Posted by | Blog, home mold, Mold Removal | No Comments

Guidelines for mold remediation with Mold Growth Caused by Clean Water

Guidelines_for_mold_remediation_with_mold_growth_caused_by_clean_water

 

Use professional judgment to determine prudent levels of Personal Protective Equipment and containment for each situation, particularly as the remediation site size increases and the potential for exposure and health effects rises. Assess the need for increased Personal Protective Equipment, if, during the remediation, more extensive contamination is encountered than was expected.

These guidelines are for damage caused by clean water. If you know or suspect that the water source is contaminated with sewage, or chemical or biological pollutants, then the Occupational Safety and Health Administration (OSHA) requires PPE and containment. An experienced remediation professional should be consulted immediately.

Select method most appropriate to your situation. Since molds gradually decompose the organic materials they feed on, if mold growth is not addressed promptly, some items may be damaged such that cleaning will not restore their original appearance. If mold growth is heavy and items are valuable or important, you may wish to consult with us or another restoration/water damage/remediation expert. Please note that these are guidelines; other cleaning methods may be preferred by some professionals.

Cleanup Methods

Method 1: Wet vacuum (in the case of porous materials, some mold spores/fragments will remain in the material but will not grow if the material is completely dried). Steam cleaning may be an alternative for carpets and some upholstered furniture.

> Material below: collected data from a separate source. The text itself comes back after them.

PR #3199, opened 2023-03-28
Replace deprecated `set-output` command

michalinacienciala:
As explained in
https://github.blog/changelog/2022-10-11-github-actions-deprecating-save-state-and-set-output-commands/, the `set-output` GH Action command will become deprecated after 31st May 2023. There's a new method for setting up outputs (described [here](https://docs.github.com/en/actions/using-workflows/workflow-commands-for-github-actions#setting-an-output-parameter)), which we will now use.

### DIFF
--- a/.github/workflows/build.yml
+++ b/.github/workflows/build.yml
@@ -16,7 +16,7 @@ jobs:
         with:
           fetch-depth: 0
       - name: Read .nvmrc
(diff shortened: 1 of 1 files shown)


hyphenized (approved):
Looks good, thanks for updating this!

Method 2: Damp-wipe surfaces with plain water or with water and detergent solution (except wood—use wood floor cleaner); scrub as needed.

Method 3: High-efficiency particulate air (HEPA) vacuum after the material has been thoroughly dried. Dispose of the contents of the HEPA vacuum in well-sealed plastic bags.

Method 4: Discard – remove water-damaged materials and seal in plastic bags while inside of containment, if present. Dispose of as normal waste. HEPA vacuum area after it is dried.

PERSONAL PROTECTIVE EQUIPMENT (PPE)

Minimum: Gloves, N-95 respirator, goggles/eye protection

Limited: Gloves, P-100 respirator or half-face respirator with HEPA filter, disposable overalls, goggles/eye protection

Full: Gloves, disposable full body clothing, head gear, foot coverings, full-face powered respirator with HEPA filter

Containment

Limited: Use6mil  polyethylene sheeting ceiling to floor around affected area with a slit entry and covering flap; we prefer double that with zippers but you must maintain area under negative pressure with HEPA-filtered fan unit. Block supply and return air vents within containment area.

Full: Use two layers of fire-retardant polyethylene sheeting with one airlock chamber. Maintain area under negative pressure with HEPA-filtered fan exhausted outside of building. Block supply and return air vents within containment area.

A variety of mold cleanup methods are available for remediating damage to building materials and furnishings caused by moisture control problems and mold growth. The specific method or group of methods used will depend on the type of material affected, as presented in Table 2. Please note that professional remediation may use some methods not covered in these guidelines; absence of a method in the mold remediation guidelines does not necessarily mean that it is not useful

Method 1: Wet Vacuum

Wet vacuums are vacuum designed to collect water. They can be used to remove water from floors, carpets, and hard surfaces where water has accumulated. They should not be used to vacuum porous materials such as gypsum board. They should be used only when materials are still wet—wet vacuums may spread spores if sufficient liquid is not present. The tanks, hoses, and attachments of these vacuums should be thoroughly cleaned and dried after use since mold and mold spores may stick to the surfaces.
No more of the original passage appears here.